Another thing that lends the strongest support to this conclusion is the fact that none of the Christian writers before Irenaeus knows anything of a stay of the Apostle John in Asia Minor; and yet this same John, who on the occasion of the meeting of Paul with the original apostles at Jerusalem (Gal. ii. 1-10 and Acts xv.) appears by the side of Peter and James (the brother of Jesus) as one of the three pillars of the first community, is one of the most important persons in primitive Christianity.

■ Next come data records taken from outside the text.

PR #206, opened 2017-12-08
Make sends more reliable

mappum:
@ebuchman was testing out the send functionality by spamming sends, and found that the account nonce was not being properly incremented with each successive transaction, so only the first one was actually going through (even though the UI showed success). This PR ensures we see error results on tx send, ensures the account nonce properly increases as we send, and puts sends in a queue to ensure only one happens at a time.


ebuchman:
@mappum what happened to adding tests here? Too difficult to test ? If so that's something we should probably work on since this is relatively critical functionality

mappum:
Will add tests before releasing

We will point to one fact only. When Paul took fare well of those who presided over the community at Ephesus (Acts xx. 29), he prophesied that after his departure fierce wolves would force a way in and would not spare the flock. This farewell address was not actually so delivered by 175Paul, but was composed by the author of the Acts (between about 105 and 130) in accordance with his own ideas a liberty which every ancient historian took with the speeches of his heroes, and which no one thought wrong, seeing that the most famous of the Greek historians, Thucydides (about 400 B.C.), expressly declares (I. xxii. 1) that he followed this plan in his work because it would have been an impossibility to have reported the exact words of the speeches as delivered. But how could the author of the Acts of the Apostles, who was as full of a feeling of veneration for the original apostles as he was for Paul, have introduced into Paul’s speech so unfriendly an utterance about his successors, if he had any idea that the most important and influential of these was the Apostle John? But, further, if it be supposed that Paul actually made the utterance, without, of course, having any idea of the person of his successor, how could the author incorporate it in his book, and thus seriously impede his own main purpose—that of showing the unanimity subsisting between Paul and the original disciples—instead of quietly ignoring it, as he does so much that is unfavourable to the original apostles and their adherents (so we learn from the Epistles of Paul; e.g., Gal. ii. 11-21; i. 6 f.; vi. 12 f.)?